Machine Learning is a class of algorithms which is data-driven, i.e. unlike "normal" algorithms it is the data that "tells" what the "good answer" is. Example: an hypothetical non-machine learning algorithm for face recognition in images would try to define what a face is (round skin-like-colored disk, with dark area where you expect the eyes etc). A machine learning algorithm would not have such coded definition, but will "learn-by-examples": you'll show several images of faces and not-faces and a good algorithm will eventually learn and be able to predict whether or not an unseen image is a face.
This particular example of face recognition is supervised, which means that your examples must belabeled, or explicitly say which ones are faces and which ones aren't.
In an unsupervised algorithm your examples are not labeled, i.e. you don't say anything. Of course in such a case the algorithm itself cannot "invent" what a face is, but it could be able to cluster the data in different class, e.g. it could be able to distinguish that faces are very different from panoramas, which are very different from horses.

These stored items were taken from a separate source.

PR #63, opened 2025-08-28
Slang Integration and Code-Gen removal

Narvin-Chana:
Two big aspects of this PR, the first being the integration of Slang as an optional Shader Compiler. 
- Users can now use .slang shaders on top of .hlsl ones, with full feature parity. 
- The DXC compiler remains fully supported and feature complete.
- Users can use both compiler interchangeably at runtime allowing for comparisons.

The second feature is the complete removal of shader codegen:
- Vex now ships with a Vex.hlsli (or Vex.slang) file that is copied to the application's working directory, which is automatically added to the include paths and can be `#include` (or `import`)ed by the user in their shaders. This contains all helper code we provide for use with Vex shaders. 
- The HUGE advantage of this, is that users can now have correct syntax highlighting (as long as you correctly configure your IDE) which was impossible with the previous solutions as the shader code depended on C++ context.
- Users now manually handle bindless handles and transition the underlying resources manually (resources like RenderTargets or DepthStencil are still automatically bound).
- Some helpers could be provided to simplify the handling of this. For now I've done as best as I can to make the usage painless (or as painless as possible).


examples/hello_triangle/HelloTriangleApplication.cpp
```diff
@@ -72,99 +72,116 @@ void HelloTriangleApplication::Run()
...
-                {
-                    static_cast<vex::u32>(std::ceil(static_cast<float>(width) / 8.0f)),
-                    static_cast<vex::u32>(std::ceil(static_cast<float>(height) / 8.0f)),
-                    1
-                });
-            ctx.Copy(finalOutputTexture, graphics->GetCurrentBackBuffer());
+                    vex::ConstantBinding(pass2Handles.data(), pass2Handles.size() * sizeof(vex::BindlessHandle)),
+                    {
+                        static_cast<vex::u32>(std::ceil(static_cast<float>(width) / 8.0f)),
+                        static_cast<vex::u32>(std::ceil(static_cast<float>(height) / 8.0f)),
```
alexandreLBarrett, line 178: This line makes my eyes bleed. stupid conversion warnings

examples/hello_triangle/HelloTriangleApplication.cpp
```diff
@@ -72,99 +72,116 @@ void HelloTriangleApplication::Run()
...
+                        1,
+                    });
+#endif
+            }
 
-            // clang-format on
```
alexandreLBarrett, line 167: Sooooooo... its gonna be back to ugly format (: (I'm too lazy to fix the formatting file)

shaders/Vex.hlsli
```diff
@@ -0,0 +1,9 @@
+#pragma once
+
+#if defined(VEX_VULKAN)
+#define VEX_UNIFORMS(type, name) [[vk::push_constant]] type name;
```
alexandreLBarrett, line 4: This works with a struct without using constant buffers?

src/DX12/RHI/DX12Buffer.cpp
```diff
@@ -142,8 +142,8 @@ BindlessHandle DX12Buffer::GetOrCreateBindlessView(BufferBindingUsage usage,
             srvDesc.ViewDimension = D3D12_SRV_DIMENSION_BUFFER;
             srvDesc.Shader4ComponentMapping = D3D12_DEFAULT_SHADER_4_COMPONENT_MAPPING;
             srvDesc.Buffer.FirstElement = 0;
-            srvDesc.Buffer.NumElements = desc.byteSize / stride;
-            srvDesc.Buffer.StructureByteStride = stride;
+            srvDesc.Buffer.NumElements = desc.byteSize / *stride;
```
alexandreLBarrett, line 145: should validate if stride has value before deref

src/RHI/RHIDescriptorPool.h
```diff
@@ -24,7 +24,7 @@ class RHIDescriptorPoolBase
     bool IsValid(BindlessHandle handle);
 
 protected:
-    static constexpr u32 DefaultPoolSize = 8192;
+    static constexpr u32 DefaultPoolSize = 65536;
```
alexandreLBarrett, line 27: magic numbers? where did you get that metric?

src/Vex/Shaders/DXCImpl.cpp
```diff
@@ -149,6 +105,10 @@ std::expected<std::vector<u8>, std::string> DXCCompilerImpl::CompileShader(
 
     std::vector<LPCWSTR> args;
     args.reserve(shaderEnv.args.size());
+    for (const std::wstring& arg : shaderEnv.args)
+    {
+        args.emplace_back(arg.c_str());
+    }
     std::ranges::transform(shaderEnv.args,
                            std::back_inserter(args),
                            [](const std::wstring& arg) { return arg.c_str(); });
```
alexandreLBarrett, line 114: duplicate code? loop first then transform that does the same

src/Vex/Shaders/SlangImpl.cpp
```diff
@@ -0,0 +1,253 @@
...
+        !program)
+    {
+        return std::unexpected("Unable to create composite component type.");
+    }
+
+    // TODO: this is where reflection would be done (using program)
+
+    Slang::ComPtr<slang::IComponentType> linkedProgram;
+    diagnostics = nullptr;
+    if (SLANG_FAILED(program->link(linkedProgram.writeRef(), diagnostics.writeRef())) || diagnostics)
```
alexandreLBarrett, line 109: `|| diagnostics` here seems to do nothing since its set to `nullptr` before.

src/Vex/Bindings.h
```diff
@@ -14,15 +15,23 @@ namespace vex
...
-        , size{ sizeof(T) }
+        : ConstantBinding(static_cast<const void*>(&data), sizeof(T))
     {
     }
 
+    // Constant binding data.
     const void* data;
+
+    // Byte size of the local constant binding.
     u32 size;
```
alexandreLBarrett, line 35: nit: could we use spans instead? since we dont own the resource anyway

src/Vex/CommandContext.cpp
```diff
@@ -401,6 +332,46 @@ void CommandContext::Copy(const Buffer& source, const Buffer& destination)
...
+void CommandContext::TransitionBindings(std::span<const ResourceBinding> resourceBindings)
+{
+    // Collect all underlying RHI textures.
+    std::vector<RHITextureBinding> rhiTextureBindings;
+    std::vector<RHIBufferBinding> rhiBufferBindings;
+    ResourceBindingUtils::CollectRHIResources(*backend, resourceBindings, rhiTextureBindings, rhiBufferBindings);
+
+    // This code will be greatly simplified when we add caching of transitions until the next GPU operation.
+    // See: https://trello.com/c/kJWhd2iu
+    CommandContext_Internal::TransitionAndCopyFromStaging(*cmdList, rhiBufferBindings);
```
alexandreLBarrett, line 370: dont forget to remove this after rebase

src/RHI/RHIDescriptorPool.h
Narvin-Chana: This tooootallly magic number is coincidentally 2^16 🙂

It gives a pool size of 2-4MB and is already a more sensible default than only allowing 1k resources.

src/DX12/RHI/DX12Buffer.cpp
Narvin-Chana: I'll double check that this validation is being done on bindings in ctx.GetBindlessHandles just in case.

shaders/Vex.hlsli
Narvin-Chana: Yep, isn't that cool?

examples/hello_triangle/HelloTriangleApplication.cpp
Narvin-Chana: Also with my changes we have less nesting now.

src/Vex/Bindings.h
Narvin-Chana: That's not a nit, but instead a very valid point.

alexandreLBarrett (approved):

Since another answer mention it (in an incorrect way), there are "intermediate" form of supervision, i.e.semi-supervised and active learning techniques. Technically, these are supervised methods, in which there is some "smart" way to avoid the large number of labeled examples. In active learning, the algorithm itself decides which thing you should label (e.g. it can be pretty sure about a panorama and a horse, but it might ask you to confirm if a gorilla is indeed the picture of a face). In semi-supervised approach, there are two different algorithms, which start with the labeled examples, and then "tell" each other way they think about some large number of unlabeled data. From this "discussion" they learn.